### Exercise brief
Out of the lines below, please list those that hold the string "into".

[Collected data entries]
PR #179, opened 2019-06-04
Add a support to write NDCube data into FITS file

yashrsharma44:
This PR addresses issue #111.
This is a continuation of the PR #154.
All the relevant discussions have taken place there.

Tasks before this is merged - 
- [ ] ~~Tests for the new method in `ndcube.py`~~
- [x] Tests for the `ndcubeio.py`
- [ ] Docs and examples
- [ ] Squash the commits into one

Ping @DanRyanIrish


ndcube/tests/test_ndcubeio.py
```diff
@@ -0,0 +1,239 @@
...
+cubem_hdulist = NDCubeIOMixin.to_hdulist(cubem)
+
+# Testing the HDU0
+@pytest.mark.parametrize(
+    "header_obj, header_values1, header_values2, header_values3, header_values4, header_values5, missing_axes",[
+        ((cubem_hdulist[0].header),(3, 0.0, 2.0, 2.0),(2E-11, 0.5, 0.4), ('m','deg','deg'),('WAVE','HPLT-TAN','HPLN-TAN'),(1E-09, 0.5, 1.0),(0, 0, 0))
+    ]
+)
+def test_meta_from_hdulist(header_obj, header_values1, header_values2, header_values3, header_values4, header_values5, missing_axes):
+    wcs_axes, crpix1, crpix2, crpix3 = header_values1
```
yashrsharma44: Here I haven't found a way to test meta values, so maybe we need to decide on the way we store meta values? So that we have only **one** way to access them.

PR #182, opened 2019-06-19
Fix bug in 2D plotting.

DanRyanIrish:
Bug was caused when both data and WCS were 2D. In this case a slice list
was being called, even though that list was only created when the data
was 2D with a >2D WCS with missing axes.

### Description

The bug is fixed by only entering the ```slice_list``` to the ```gca_wcs``` method if the ```wcs``` is greater than 2 when the data is 2D.

Fixes #<Issue Number>

### DIFF
--- a/changelog/182.bugfix.rst
+++ b/changelog/182.bugfix.rst
@@ -1,0 +1,1 @@
+Fix 2D plotting from crashing when both data and WCS are 2D.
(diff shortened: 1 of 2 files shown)


ehsteve:
Screen Shot 2019-06-19 at 2 39 21 PM

Another potential bug though. The axis on this plot are clearly arcsec but then it says deg on the axis labels.

DanRyanIrish:
Thanks for pointing out that bug @ehsteve.  It's unclear whether this is a bug in ```ndcube```, ```sunpy``` or ```astropy``` or whether it's just unexpected or limited behaviour in ```sunpy``` or ```astropy``` ```WCSAxes``` support.

I'll raise an issue and deal with it in separate PR as it's not an obvious fix.

PR #195, opened 2019-08-14
Support 3D plotting in NDCube using APE14

yashrsharma44:
This PR addresses the rewriting of `plotting.py` for `3D` `NDCube`.
##
This PR is blocked upon PR #188, so this should be merged before merging this
##
Ping @DanRyanIrish @Cadair for the reviews :stuck_out_tongue:

PR #196, opened 2019-08-18
Support plotting in NDCubeSequence using APE14

yashrsharma44:
This PR addresses the rewriting of `sequence_plotting.py` for `NDCubeSequence`.
Currently, the tests haven't been re-written to support APE14 use case but would be written in due time.
##
There is a subset of `plot` which does not work, and that needs to be addressed.
The subset which is not working is `ImageAnimatorNDCubeSequence`, because it creates a dummy axis for plotting, however adding a dummy axis seems to be not supported for APE14 WCS objects, so that might be a blocking point for `ImageAnimatorNDCubeSequence`. Either the plotting logic needs to be rewritten, or some hacks might need to be implemented :stuck_out_tongue: 
##
Merge this PR after #195 is merged.
##
Ping @Cadair @DanRyanIrish  for the reviews


ndcube/ndcube.py
```diff
@@ -258,7 +259,7 @@ def world_to_pixel(self, *quantity_axis_list):
         result = [u.Quantity(world_to_pixel[index], unit=u.pix) for index in range(self.wcs.pixel_n_dim)]
         return result[::-1]
 
-    def axis_world_coords(self, *axes, edges=False):
+    def axis_world_coords(self, axes=(), edges=False, skycoord=True):
```
Cadair: I think `values=False` would be a more consistent way of wording it with the APE 14 API. But then you only handle the SkyCoord case explicitly :thinking:

What's the motivation for this ooi?

yashrsharma44: Umm in the plotting code there are various areas where the axis_world_coords returns a 2d array, but now it returns a skycoord so that makes the thing dicey. So I thought of using a param to return a 2d array of skycoord.

DanRyanIrish:
@Cadair: Has this PR been overtaken by events?  Should it be closed and the work restarted from master?

PR #199, opened 2019-08-22
Fixes a bug associated with axes_world_coords for APE14 branch

yashrsharma44:
This PR fixes a bug associated with `axes_world_coords` in `ape14_rewrite` branch. Currently when a WCS with a `lat/lon` param is queried, a result of incorrect shape of `SkyCoords` are observed. So for fixing the bug, this PR has been made.
##
Ping @Cadair!

### DIFF
--- a/ndcube/ndcube.py
+++ b/ndcube/ndcube.py
@@ -6,6 +6,7 @@ import warnings
 import numpy as np
 import astropy.nddata
 import astropy.units as u
+from astropy.coordinates import SkyCoord
 from astropy.wcs.wcsapi.fitswcs import custom_ctype_to_ucd_mapping
 from astropy.utils.misc import InheritDocstrings
 from astropy.wcs.wcsapi.fitswcs import SlicedFITSWCS
@@ -35,20 +36,17 @@ class NDCubeABC(astropy.nddata.NDData, metaclass=NDCubeMetaClass):
         """
         Convert a pixel coordinate to a data (world) coordinate by using
         `~astropy.wcs.WCS.all_pix2world`.
-
         Parameters
         ----------
         quantity_axis_list : iterable
             An iterable of `~astropy.units.Quantity` with unit as pixel `pix`.
             Note that these quantities must be entered as separate arguments, not as one list.
-
         origin : `int`.
             Origin of the top-left corner. i.e. count from 0 or 1.
             Normally, origin should be 0 when passing numpy indices, or 1 if
             passing values from FITS header or map attributes.
             See `~astropy.wcs.WCS.wcs_pix2world` for more information.
             Default is 0.
-
         Returns
         -------
         coord : `list`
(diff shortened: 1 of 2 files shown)


ndcube/ndcube.py
```diff
@@ -258,33 +235,32 @@ def world_to_pixel(self, *quantity_axis_list):
         result = [u.Quantity(world_to_pixel[index], unit=u.pix) for index in range(self.wcs.pixel_n_dim)]
         return result[::-1]
 
-    def axis_world_coords(self, *axes, edges=False):
+    def axis_world_coords(self, axes=(), edges=False, skycoord=True):
```
Cadair: why the change from `*axes`?

ndcube/ndcube.py
```diff
@@ -327,6 +303,10 @@ def axis_world_coords(self, *axes, edges=False):
                           for axis in new_int_axes]
         n_dependent_axes = [len(da) for da in dependent_axes]
 
+        # Store the lat/lon when skycoord=False
+        TS = None
```
Cadair: what is `TS`? Can we use a more descriptive name?

ndcube/ndcube.py
```diff
@@ -355,21 +335,45 @@ def axis_world_coords(self, *axes, edges=False):
                           for k in dependent_axes[i]], indexing="ij")
                     for k, axis in enumerate(dependent_axes[i]):
                         quantity_list[axis] = dependent_pixel_quantities[k]
+
                 # Perform wcs translation
                 dependent_axes_coords = self.pixel_to_world(*quantity_list)
+
+                # Wrap the dependent_axes_coords into a list if a single quantity
+                dependent_axes_coords = dependent_axes_coords if isinstance(dependent_axes_coords, list) else [dependent_axes_coords]
```
```suggestion
                dependent_axes_coords = list(dependent_axes_coords)
```

ndcube/ndcube.py
```diff
@@ -355,21 +335,45 @@ def axis_world_coords(self, *axes, edges=False):
...
+                                axes_coords[j] = dependent_axes_coords[j]
+                            else:
+                                k = dependent_axis - j
+                                if(k==0):
+                                    TS = dependent_axes_coords[j].data.lon.deg
+                                elif(k==1):
+                                    TS = dependent_axes_coords[j].data.lat.deg
+
+                                index_of_skcoord = j+1
+                                axes_coords[j] = dependent_axes_coords[j].data.lat.deg if k==0 else dependent_axes_coords[j].data.lon.deg
```
Cadair: Do we want to return values here? Don't we normally return quantities from this method?

```suggestion
                                axes_coords[j] = dependent_axes_coords[j].data.lat if k==0 else dependent_axes_coords[j].data.lon
```

ndcube/ndcube.py
yashrsharma44: I was getting an error of using keyword arguments after `*axes`.

ndcube/ndcube.py
yashrsharma44: Umm, that is for `Tx/Ty` of `skycoord`. The name can be improved

ndcube/ndcube.py
yashrsharma44: This method should be used internally, and many times I had to convert it into `deg` in plotting, so that's the point of it.

DanRyanIrish:
File conflicts, what's the status of this PR @yashrsharma44 and @Cadair ?

Cadair:
An alternative solution to this is in the 2.0 branch now.

PR #416, opened 2022-02-19
remove homebrew formula

thiagowfx:
It is already maintained upstream:
https://github.com/Homebrew/homebrew-core/blob/HEAD/Formula/fpp.rb


pcottle:
I think I had the formula in here for easy copying when we need to update the recipe upstream

So removing the file might break this build:
https://github.com/facebook/PathPicker/blob/main/scripts/makeDist.sh#L11

since we need the template

thiagowfx:
Did you use this script when you created 0.9.5?

My take is that you don’t need to worry about it; packaging and upgrades are usually deferred to the community. Deleting the script would make your life as a maintainer easier by making it explicit the package isn’t maintained from this repo.

That said, this is just a suggestion. Keeping the script around certainly won’t hurt.

thiagowfx:
I’ll go ahead and close this then, but if you change your mind I could also remove the script you mentioned before submitting this PR.

PR #419, opened 2022-03-21
Ignore reserved characters in quick select mode LABELS

### LINKED ISSUE #410: Skip the `F` key in quick select mode
In quick select mode, I can never select the path in line `F`, because `F` is by default the "un-select" key.

cibinmathew:
Fixes #410

**Reserved**
A: toggle selection for all
F: toggle selection for current row


KapJI:
Thanks!

PR #421, opened 2022-06-08
Updating the README's debian dpkg file name

kristopolous:
The build process outputs `pathpicker` and not `fpp`. Very minor change but might as well be accurate.


kristopolous:
I signed the paperwork under my username here + the yahoo domain

KapJI:
Thanks!

PR #430, opened 2023-05-14
Synchronize pyproject.toml version with src/version.py

Jasha10:
The version number in `pyproject.toml` was out of sync with `src/version.py`.


thiagowfx:
LGTM (I forgot to bump it on https://github.com/facebook/PathPicker/pull/415)

PR #434, opened 2023-10-21
Fix failing CI builds

cibinmathew:
Recent invocations of CI on merge to master is failing as `ubuntu-latest` is missing Python3.6. Pinning to `20.04` to fix the builds


cibinmathew:
image

pcottle:
Thanks for the fix!

PR #3839, opened 2026-05-20
[storage] Expand CRC Fix Scope

patrick-ogrady:
#3837 fixes the original same-page partial shrink case: an already-persisted partial tail can be resized to a shorter partial length without making the page unrecoverable if the CRC rewrite is interrupted.

This PR covers the related cases that #3837 does not cover: shrink targets that land inside a page which was previously full, and therefore was not represented by `partial_page_state`.

Concretely, this adds crash-safety for:

- full page -> partial page, for example `PAGE_SIZE` -> `45`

### Result of the task
Add a support to write NDCube data into FITS file
- [ ] Squash the commits into one
+                # Wrap the dependent_axes_coords into a list if a single quantity
yashrsharma44: This method should be used internally, and many times I had to convert it into `deg` in plotting, so that's the point of it.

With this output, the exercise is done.